-- Source records follows --

PR #2848, opened 2026-05-05
📝 Experience Report Template Issue

rowanc1:
This came up in a recent community call that we can do a better job at requesting experience reports from the community on how they are using JB2/MyST and what can be improved along the way to smooth out the experience.

This puts together another issue template that can surface those and direct with some questions towards the UX/workflow that people are using.


choldgraf (approved):
This looks good to me - IMO we could merge it in and cross-link it from our docs etc and iterate from there. I'll merge tomorrow if nobody else objects or requests changes

rowanc1:
Nice. Looks good online in the template!

stefanv:
Looks great; let's cross-link!

PR #2851, opened 2026-05-14
fix(myst-cli): append index-redirect script to end of <head> instead of prepending

chad-earthscope:
Our deploys using mystmd display a white "blink" on page load, the initial page or during transition to sub pages.  The effect is more visible in some browsers than others, with Brave browser showing a pronounced "blink".  This is visible on https://myst-theme.netlify.app/.

Also, the site loads with script errors:

Screenshot 2026-05-14 at 15 18 06

This PR fixes this behavior.

Previously the index-redirect script was prepended to every built index.html's <head>, landing before SSR's first <meta charSet>. React's hydrator saw a fiber/DOM type mismatch, unmounted the SSR tree, and re-rendered client-only, visible as a multi-hundred-millisecond white flash on every page load.

Appending the script after </head>'s last SSR-rendered child keeps /foo/index.html → /foo/ redirect (it still runs before any Remix bundle scripts) while leaving every fiber position React expects intact. Trailing extras in <head> are tolerated by the hydrator.


chad-earthscope:
A recording of the blink, or flash, that I believe is addressed by this PR:
https://github.com/user-attachments/assets/dc139953-5c96-42db-91e3-e1e0d33adff9

This rendered with Safari, but is the same on Brave browser.  Less pronounced on Firefox.

choldgraf (approved):
Many thanks for this - I took a look and it makes sense to me! I did a little bit of investigating and I think what's going on is something like this (sort-of rewriting what you said above in my own words to make sure I understand it):

By injecting the script at the start of `<head>`, we were bumping down all of the other parts of head that React was  already tracking, and thus React saw a bunch of mismatched DOM errors. The React version we use is less strict about things at the *end* of head, and so moving this to the end means that React doesn't error, and instead treats it as a dangling part of `<head>` that it doesn't need to track.

I also realized that the HTML generation module was a little bit opaque in its relation to static builds and myst-theme, so I added a short docstring and linked it from our dev docs to make it easier to run this down in the future. 

I tested this and confirmed that there aren't remix errors on the built docs here!

Will merge and thanks for the bugfix @chad-earthscope !

chad-earthscope:
Much better said, thanks @choldgraf!

PR #132, opened 2017-10-28
Create a Clojure starter kit

hypirion:
This is a starter kit for Clojure. It was originally derived from the Java starter kit, but has been changed to be more idiomatic Clojure: It uses dynamic vars for global state, properties on ships and planets are accessed via keywords instead of through getters and setters, and functions operating on ships/planets are not defined through interfaces/classes, but instead as standalone functions.

The code should be reasonable documented and should implement every API function mentioned in https://halite.io/learn-programming-challenge/downloads-and-starter-kits/create-new-starter-kit, either directly or in a more Clojure-idiomatic fashion (e.g. `player.all_ships()` is `(get *owner-ships* player-id)` instead.)

This indirectly depends on #131. Without it, you have to create an empty `MyBot.clj` file in the root directory to get uploads to work.


airesources/Clojure/src/hlt/utils.clj
```diff
@@ -0,0 +1,18 @@
...
+  (.write *logger* (str/join " " args))
+  (.write *logger* "\n")
+  (.flush *logger*))
+
+(defn rad->deg
+  "Translates radians into degrees in the interval [0, 360)."
+  [rad]
+  (let [deg-unclipped (Math/round (Math/toDegrees rad))]
+    ;; Clip to ensure value is in [0, 360), as required by the game engine.
+    (int (mod deg-unclipped 360))))
```
Snaar: Oh sweet, clojure actually has mod right.

airesources/Clojure/src/hlt/engine.clj
```diff
@@ -0,0 +1,214 @@
...
+    (concat (filter filter-fn (vals *planets*))
+            (filter filter-fn (vals (get *owner-ships* *player-id*))))))
+
+(def ^:private default-navigation-opts
+  {:max-corrections max-navigation-corrections
+   :avoid-obstacles true
+   :angular-step (/ Math/PI 180.0)
+   :max-thrust (quot max-speed 2)})
+
+(defn navigate-to
```
Snaar: Something I wanted to do for other kits, but maybe you might do here if you feel that's appropriate - I'd move out all the basic/default/suboptimal/etc navigation code to a separate file and make it clear that this code is non-essential and is just to get you started. Java already kinda has "Nagivation" class for it.

hypirion: Yeah, that's a good suggestion. I'll see if I can separate the math and the navigation code as well, so that you can reuse distance functions, intersect functions etc. that aren't necessarily suboptimal.

hypirion:
I have now split up the `engine` namespace into `entitites`, `math` and `navigation`, and hinted that navigation should be replaced with better navigation code when you've got your bot up and running. The math namespace contains functions that are still useful and aren't suboptimal by themselves.

airesources/Clojure/src/MyBot.clj
```diff
@@ -0,0 +1,56 @@
...
+         (e/dock-move ship planet)
+         (navigation/navigate-to-dock ship planet))))))
+
+(defn -main
+  [& args]
+  (initialize-game
+   (io/send-done-initialized)
+   (doseq [turn (iterate inc 1)]
+     (with-updated-map
+      (utils/log "=========== Turn" turn "===========")
```
Snaar: Space after "Turn" might be good.

airesources/Clojure/src/MyBot.clj
```diff
@@ -0,0 +1,56 @@
...
+
+(defmacro with-updated-map
+  [& body]
+  `(let [m# (io/read-map)]
+     (binding [*owner-ships* (:owner-ships m#)
+               *ships* (:ships m#)
+               *planets* (:planets m#)]
+       ~@body)))
+
+(def my-bot-name "mybot") ;; Replace this with your bot name here.
```
Snaar: You sure don't want to give it some personalized default name? :P

airesources/Clojure/src/MyBot.clj
Snaar: Or does it automatically add spaces when concatenating?

hypirion: In Clojure, `println` and friends adds automatic spaces betweeen arguments, so I thought it made sense to do this for the log function as well. In hindsight, it was stupid to not just let it call `println`, so I changed it to do just that.

airesources/Clojure/src/MyBot.clj
hypirion: Well, since you insist :)

Snaar:
👍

-- Source records concluded --

# Problem statement:
What is wanted is the full set of entries above, reproduced exactly.

# Answer to the problem:
PR #2848, opened 2026-05-05
📝 Experience Report Template Issue

rowanc1:
This came up in a recent community call that we can do a better job at requesting experience reports from the community on how they are using JB2/MyST and what can be improved along the way to smooth out the experience.

This puts together another issue template that can surface those and direct with some questions towards the UX/workflow that people are using.


choldgraf (approved):
This looks good to me - IMO we could merge it in and cross-link it from our docs etc and iterate from there. I'll merge tomorrow if nobody else objects or requests changes

rowanc1:
Nice. Looks good online in the template!

stefanv:
Looks great; let's cross-link!

PR #2851, opened 2026-05-14
fix(myst-cli): append index-redirect script to end of <head> instead of prepending

chad-earthscope:
Our deploys using mystmd display a white "blink" on page load, the initial page or during transition to sub pages.  The effect is more visible in some browsers than others, with Brave browser showing a pronounced "blink".  This is visible on https://myst-theme.netlify.app/.

Also, the site loads with script errors:

Screenshot 2026-05-14 at 15 18 06

This PR fixes this behavior.

Previously the index-redirect script was prepended to every built index.html's <head>, landing before SSR's first <meta charSet>. React's hydrator saw a fiber/DOM type mismatch, unmounted the SSR tree, and re-rendered client-only, visible as a multi-hundred-millisecond white flash on every page load.

Appending the script after </head>'s last SSR-rendered child keeps /foo/index.html → /foo/ redirect (it still runs before any Remix bundle scripts) while leaving every fiber position React expects intact. Trailing extras in <head> are tolerated by the hydrator.


chad-earthscope:
A recording of the blink, or flash, that I believe is addressed by this PR:
https://github.com/user-attachments/assets/dc139953-5c96-42db-91e3-e1e0d33adff9

This rendered with Safari, but is the same on Brave browser.  Less pronounced on Firefox.

choldgraf (approved):
Many thanks for this - I took a look and it makes sense to me! I did a little bit of investigating and I think what's going on is something like this (sort-of rewriting what you said above in my own words to make sure I understand it):

By injecting the script at the start of `<head>`, we were bumping down all of the other parts of head that React was  already tracking, and thus React saw a bunch of mismatched DOM errors. The React version we use is less strict about things at the *end* of head, and so moving this to the end means that React doesn't error, and instead treats it as a dangling part of `<head>` that it doesn't need to track.

I also realized that the HTML generation module was a little bit opaque in its relation to static builds and myst-theme, so I added a short docstring and linked it from our dev docs to make it easier to run this down in the future. 

I tested this and confirmed that there aren't remix errors on the built docs here!

Will merge and thanks for the bugfix @chad-earthscope !

chad-earthscope:
Much better said, thanks @choldgraf!

PR #132, opened 2017-10-28
Create a Clojure starter kit

hypirion:
This is a starter kit for Clojure. It was originally derived from the Java starter kit, but has been changed to be more idiomatic Clojure: It uses dynamic vars for global state, properties on ships and planets are accessed via keywords instead of through getters and setters, and functions operating on ships/planets are not defined through interfaces/classes, but instead as standalone functions.

The code should be reasonable documented and should implement every API function mentioned in https://halite.io/learn-programming-challenge/downloads-and-starter-kits/create-new-starter-kit, either directly or in a more Clojure-idiomatic fashion (e.g. `player.all_ships()` is `(get *owner-ships* player-id)` instead.)

This indirectly depends on #131. Without it, you have to create an empty `MyBot.clj` file in the root directory to get uploads to work.


airesources/Clojure/src/hlt/utils.clj
```diff
@@ -0,0 +1,18 @@
...
+  (.write *logger* (str/join " " args))
+  (.write *logger* "\n")
+  (.flush *logger*))
+
+(defn rad->deg
+  "Translates radians into degrees in the interval [0, 360)."
+  [rad]
+  (let [deg-unclipped (Math/round (Math/toDegrees rad))]
+    ;; Clip to ensure value is in [0, 360), as required by the game engine.
+    (int (mod deg-unclipped 360))))
```
Snaar: Oh sweet, clojure actually has mod right.

airesources/Clojure/src/hlt/engine.clj
```diff
@@ -0,0 +1,214 @@
...
+    (concat (filter filter-fn (vals *planets*))
+            (filter filter-fn (vals (get *owner-ships* *player-id*))))))
+
+(def ^:private default-navigation-opts
+  {:max-corrections max-navigation-corrections
+   :avoid-obstacles true
+   :angular-step (/ Math/PI 180.0)
+   :max-thrust (quot max-speed 2)})
+
+(defn navigate-to
```
Snaar: Something I wanted to do for other kits, but maybe you might do here if you feel that's appropriate - I'd move out all the basic/default/suboptimal/etc navigation code to a separate file and make it clear that this code is non-essential and is just to get you started. Java already kinda has "Nagivation" class for it.

hypirion: Yeah, that's a good suggestion. I'll see if I can separate the math and the navigation code as well, so that you can reuse distance functions, intersect functions etc. that aren't necessarily suboptimal.

hypirion:
I have now split up the `engine` namespace into `entitites`, `math` and `navigation`, and hinted that navigation should be replaced with better navigation code when you've got your bot up and running. The math namespace contains functions that are still useful and aren't suboptimal by themselves.

airesources/Clojure/src/MyBot.clj
```diff
@@ -0,0 +1,56 @@
...
+         (e/dock-move ship planet)
+         (navigation/navigate-to-dock ship planet))))))
+
+(defn -main
+  [& args]
+  (initialize-game
+   (io/send-done-initialized)
+   (doseq [turn (iterate inc 1)]
+     (with-updated-map
+      (utils/log "=========== Turn" turn "===========")
```
Snaar: Space after "Turn" might be good.

airesources/Clojure/src/MyBot.clj
```diff
@@ -0,0 +1,56 @@
...
+
+(defmacro with-updated-map
+  [& body]
+  `(let [m# (io/read-map)]
+     (binding [*owner-ships* (:owner-ships m#)
+               *ships* (:ships m#)
+               *planets* (:planets m#)]
+       ~@body)))
+
+(def my-bot-name "mybot") ;; Replace this with your bot name here.
```
Snaar: You sure don't want to give it some personalized default name? :P

airesources/Clojure/src/MyBot.clj
Snaar: Or does it automatically add spaces when concatenating?

hypirion: In Clojure, `println` and friends adds automatic spaces betweeen arguments, so I thought it made sense to do this for the log function as well. In hindsight, it was stupid to not just let it call `println`, so I changed it to do just that.

airesources/Clojure/src/MyBot.clj
hypirion: Well, since you insist :)

Snaar:
👍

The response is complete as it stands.